Records from a data collection
* * * *

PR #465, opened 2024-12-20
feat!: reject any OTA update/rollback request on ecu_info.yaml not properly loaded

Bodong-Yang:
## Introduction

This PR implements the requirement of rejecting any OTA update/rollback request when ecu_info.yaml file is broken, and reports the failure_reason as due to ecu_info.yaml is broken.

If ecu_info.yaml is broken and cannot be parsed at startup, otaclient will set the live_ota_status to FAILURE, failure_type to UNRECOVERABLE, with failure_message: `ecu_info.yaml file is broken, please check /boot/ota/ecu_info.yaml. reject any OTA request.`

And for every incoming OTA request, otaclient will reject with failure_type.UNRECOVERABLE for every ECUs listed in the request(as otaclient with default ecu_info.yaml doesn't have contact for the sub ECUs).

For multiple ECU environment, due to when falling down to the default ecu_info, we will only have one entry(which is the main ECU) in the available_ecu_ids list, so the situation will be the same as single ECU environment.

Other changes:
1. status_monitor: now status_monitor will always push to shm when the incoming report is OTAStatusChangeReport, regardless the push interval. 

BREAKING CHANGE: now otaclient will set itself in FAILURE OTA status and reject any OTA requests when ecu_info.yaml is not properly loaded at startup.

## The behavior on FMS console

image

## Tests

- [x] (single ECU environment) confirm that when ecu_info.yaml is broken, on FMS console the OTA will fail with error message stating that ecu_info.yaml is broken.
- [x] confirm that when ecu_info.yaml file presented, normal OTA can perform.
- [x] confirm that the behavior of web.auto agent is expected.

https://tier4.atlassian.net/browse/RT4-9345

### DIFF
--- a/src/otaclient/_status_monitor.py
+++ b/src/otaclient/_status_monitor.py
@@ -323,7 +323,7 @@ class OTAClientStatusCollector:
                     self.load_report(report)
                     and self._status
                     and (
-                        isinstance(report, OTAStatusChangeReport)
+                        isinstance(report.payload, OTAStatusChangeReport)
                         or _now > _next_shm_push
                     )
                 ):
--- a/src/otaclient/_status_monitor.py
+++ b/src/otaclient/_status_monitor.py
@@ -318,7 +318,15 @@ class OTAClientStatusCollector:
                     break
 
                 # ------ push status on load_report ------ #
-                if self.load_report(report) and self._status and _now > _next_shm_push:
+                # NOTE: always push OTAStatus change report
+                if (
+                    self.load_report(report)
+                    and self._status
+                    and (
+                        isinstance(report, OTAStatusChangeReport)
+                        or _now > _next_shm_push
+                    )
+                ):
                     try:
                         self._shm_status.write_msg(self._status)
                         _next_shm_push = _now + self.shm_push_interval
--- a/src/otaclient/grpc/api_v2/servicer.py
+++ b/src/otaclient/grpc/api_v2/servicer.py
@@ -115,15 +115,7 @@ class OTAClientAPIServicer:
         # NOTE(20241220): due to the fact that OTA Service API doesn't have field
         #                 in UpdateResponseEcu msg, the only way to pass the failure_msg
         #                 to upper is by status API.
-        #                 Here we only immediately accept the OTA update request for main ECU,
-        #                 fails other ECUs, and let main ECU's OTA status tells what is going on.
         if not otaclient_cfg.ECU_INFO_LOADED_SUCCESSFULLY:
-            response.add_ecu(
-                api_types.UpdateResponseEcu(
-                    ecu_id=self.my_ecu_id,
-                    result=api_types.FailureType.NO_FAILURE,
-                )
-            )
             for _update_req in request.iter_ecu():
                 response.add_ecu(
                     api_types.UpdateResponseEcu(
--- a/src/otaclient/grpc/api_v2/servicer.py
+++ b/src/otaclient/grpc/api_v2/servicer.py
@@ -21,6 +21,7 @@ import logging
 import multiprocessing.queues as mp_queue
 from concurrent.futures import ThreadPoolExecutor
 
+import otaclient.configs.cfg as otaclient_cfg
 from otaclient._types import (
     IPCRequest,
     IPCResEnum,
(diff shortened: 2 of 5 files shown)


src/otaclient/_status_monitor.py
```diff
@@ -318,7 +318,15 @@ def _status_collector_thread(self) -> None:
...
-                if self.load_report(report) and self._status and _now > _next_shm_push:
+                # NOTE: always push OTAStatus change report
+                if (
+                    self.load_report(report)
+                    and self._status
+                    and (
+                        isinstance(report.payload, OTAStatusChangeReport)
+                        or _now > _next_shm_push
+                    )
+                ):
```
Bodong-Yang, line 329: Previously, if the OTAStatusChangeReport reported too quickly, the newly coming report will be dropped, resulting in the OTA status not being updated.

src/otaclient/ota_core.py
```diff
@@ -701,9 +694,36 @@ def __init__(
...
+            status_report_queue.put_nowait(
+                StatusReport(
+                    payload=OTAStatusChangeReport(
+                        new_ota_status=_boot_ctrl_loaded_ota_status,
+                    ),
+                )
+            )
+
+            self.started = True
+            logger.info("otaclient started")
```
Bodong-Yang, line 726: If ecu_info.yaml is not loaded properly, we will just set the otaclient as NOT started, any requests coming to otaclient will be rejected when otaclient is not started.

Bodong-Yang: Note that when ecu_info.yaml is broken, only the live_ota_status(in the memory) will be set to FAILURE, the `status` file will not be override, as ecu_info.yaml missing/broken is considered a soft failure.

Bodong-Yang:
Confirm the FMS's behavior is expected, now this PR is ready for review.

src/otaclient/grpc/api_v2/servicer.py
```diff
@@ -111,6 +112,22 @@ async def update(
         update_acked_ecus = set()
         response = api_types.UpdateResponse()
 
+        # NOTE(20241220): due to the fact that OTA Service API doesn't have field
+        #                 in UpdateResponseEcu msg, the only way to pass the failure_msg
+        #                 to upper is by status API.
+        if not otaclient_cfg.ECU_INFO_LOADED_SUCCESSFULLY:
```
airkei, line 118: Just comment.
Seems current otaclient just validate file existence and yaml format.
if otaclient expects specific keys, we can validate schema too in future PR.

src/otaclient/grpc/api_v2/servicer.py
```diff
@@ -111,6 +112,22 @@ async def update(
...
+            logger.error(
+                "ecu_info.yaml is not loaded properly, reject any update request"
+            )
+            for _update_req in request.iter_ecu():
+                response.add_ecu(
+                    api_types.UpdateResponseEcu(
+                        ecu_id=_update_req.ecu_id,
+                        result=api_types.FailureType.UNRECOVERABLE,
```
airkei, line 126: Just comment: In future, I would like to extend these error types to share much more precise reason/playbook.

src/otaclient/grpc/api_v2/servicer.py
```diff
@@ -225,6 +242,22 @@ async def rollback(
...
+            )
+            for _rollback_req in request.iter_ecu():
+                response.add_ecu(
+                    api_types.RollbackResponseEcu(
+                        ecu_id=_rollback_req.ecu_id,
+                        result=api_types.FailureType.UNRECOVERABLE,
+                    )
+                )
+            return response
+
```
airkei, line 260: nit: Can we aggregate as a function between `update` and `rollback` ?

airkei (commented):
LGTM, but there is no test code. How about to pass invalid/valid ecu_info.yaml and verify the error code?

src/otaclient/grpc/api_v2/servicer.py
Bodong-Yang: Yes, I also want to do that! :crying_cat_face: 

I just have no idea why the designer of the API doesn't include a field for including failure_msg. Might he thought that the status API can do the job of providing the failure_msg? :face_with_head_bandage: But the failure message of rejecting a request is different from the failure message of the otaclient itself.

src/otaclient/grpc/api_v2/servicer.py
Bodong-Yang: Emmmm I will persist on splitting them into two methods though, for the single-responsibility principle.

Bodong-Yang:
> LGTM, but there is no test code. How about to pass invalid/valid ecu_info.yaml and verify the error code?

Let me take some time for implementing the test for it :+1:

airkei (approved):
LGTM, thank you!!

* * * *

§ **Instructions for the task**:
Filter the data down to the lines that contain the string "OTAClientStatusCollector", and copy them.

§ **Task output**:
@@ -323,7 +323,7 @@ class OTAClientStatusCollector:
@@ -318,7 +318,15 @@ class OTAClientStatusCollector:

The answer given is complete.